*** Data extracts ***

PR #1421, opened 2021-03-07
Fixed bcs for the particle models

### LINKED ISSUE #1420: Fix definition of bcs in particle models
**Describe the bug**
With the current implementation the particle model doesn't conserve mass when the diffusion coefficient is not constant. This is because the diffusivity at the boundary is evaluated as `D(pybamm.surf(c))` which is inconsistent with the definition in the divergence `pybamm.surf(D(c))`. 

We basically need to change `D(pybamm.surf(c))` into `pybamm.surf(D(c))`.

brosaplanella:
# Description

Changed how `D` is evaluated at the boundary condition to ensure that mass is conserved. I also changed some of the `standard_output_tests` to catch when mass is not conserved (before it didn't) and fixed some others.

Fixes #1420 

## Type of change

# Key checklist:

## Further checks:

### DIFF
--- a/tests/integration/test_models/standard_output_tests.py
+++ b/tests/integration/test_models/standard_output_tests.py
@@ -265,11 +265,14 @@ class ParticleConcentrationTests(BaseOutputTest):
         self.N_s_n = solution["Negative particle flux"]
         self.N_s_p = solution["Positive particle flux"]
 
-        self.n_SEI_n_av = solution[
-            "X-averaged negative electrode SEI concentration [mol.m-3]"
+        self.c_SEI_n_tot = solution["Loss of lithium to negative electrode SEI [mol]"]
+        self.c_SEI_p_tot = solution["Loss of lithium to positive electrode SEI [mol]"]
+
+        self.c_Li_n_tot = solution[
+            "Loss of lithium to negative electrode lithium plating [mol]"
         ]
-        self.n_SEI_p_av = solution[
-            "X-averaged positive electrode SEI concentration [mol.m-3]"
+        self.c_Li_p_tot = solution[
+            "Loss of lithium to positive electrode lithium plating [mol]"
         ]
 
     def test_concentration_increase_decrease(self):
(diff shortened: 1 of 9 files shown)


tests/integration/test_models/standard_output_tests.py
```diff
@@ -293,11 +293,11 @@ def test_concentration_increase_decrease(self):
             )
 
         if self.operating_condition == "discharge":
-            np.testing.assert_array_less(neg_end_vs_start, 0)
-            np.testing.assert_array_less(-pos_end_vs_start, 0)
+            np.testing.assert_equal(np.any(neg_end_vs_start <= 0), True)
```
brosaplanella, line 296: Sometimes it is equal to 0. Not 100% sure why (probably diffusion gets very low) but I think that the new constraint makes sense physically. Thoughts?

tests/integration/test_models/standard_output_tests.py
```diff
@@ -328,7 +328,14 @@ def test_conservation(self):
             + self.n_SEI_p_av(self.solution.t) * L_p * A
         )
         diff = (self.c_s_tot[1:] - self.c_s_tot[:-1]) / self.c_s_tot[:-1]
-        np.testing.assert_array_almost_equal(diff, 0)
+        if "profile" in self.model.options["particle"]:
+            np.testing.assert_array_almost_equal(diff, 0, decimal=10)
+        elif self.model.options["surface form"] == "differential":
+            np.testing.assert_array_almost_equal(diff, 0, decimal=10)
+        elif self.model.options["SEI"] == "ec reaction limited":
```
brosaplanella, line 335: I am not 100% that the `ec reaction limited` is conservative. In any case, with this new tolerance it should be fine.

tinosulzer: need to think a little bit more carefully about factors of 2 in the SEI layer growth equation

tests/integration/test_models/standard_output_tests.py
tinosulzer: So the concentration at the end is the same as it was at the start? That seems weird. Also, a nicer way to test "less than or equal to zero" would be to test "less than a small number (e.g. 1e-6)"

tests/integration/test_models/standard_output_tests.py
```diff
@@ -315,20 +324,23 @@ def test_concentration_limits(self):
...
+            + self.c_Li_n_tot(self.solution.t)
+            + self.c_Li_p_tot(self.solution.t)
         )
         diff = (self.c_s_tot[1:] - self.c_s_tot[:-1]) / self.c_s_tot[:-1]
-        np.testing.assert_array_almost_equal(diff, 0)
+        if "profile" in self.model.options["particle"]:
+            np.testing.assert_array_almost_equal(diff, 0, decimal=10)
+        elif self.model.options["surface form"] == "differential":
+            np.testing.assert_array_almost_equal(diff, 0, decimal=10)
+        elif self.model.options["SEI"] == "ec reaction limited":
```
tinosulzer, line 340: shouldn't this be fine up to 1e-15 now that you are using the ""Loss of lithium to negative electrode SEI [mol]" variable?

tinosulzer (approved):
Thanks @brosaplanella !

tests/integration/test_models/standard_output_tests.py
brosaplanella: Now it is of the order of 1e-13 (it went down from something like 1e-9) so it is a significant improvement.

*** End of Data extracts ***

From the records above, copy each line that contains the word "tinosulzer".

» **Solution to this task**:
tinosulzer: need to think a little bit more carefully about factors of 2 in the SEI layer growth equation
tinosulzer: So the concentration at the end is the same as it was at the start? That seems weird. Also, a nicer way to test "less than or equal to zero" would be to test "less than a small number (e.g. 1e-6)"
tinosulzer, line 340: shouldn't this be fine up to 1e-15 now that you are using the ""Loss of lithium to negative electrode SEI [mol]" variable?
tinosulzer (approved):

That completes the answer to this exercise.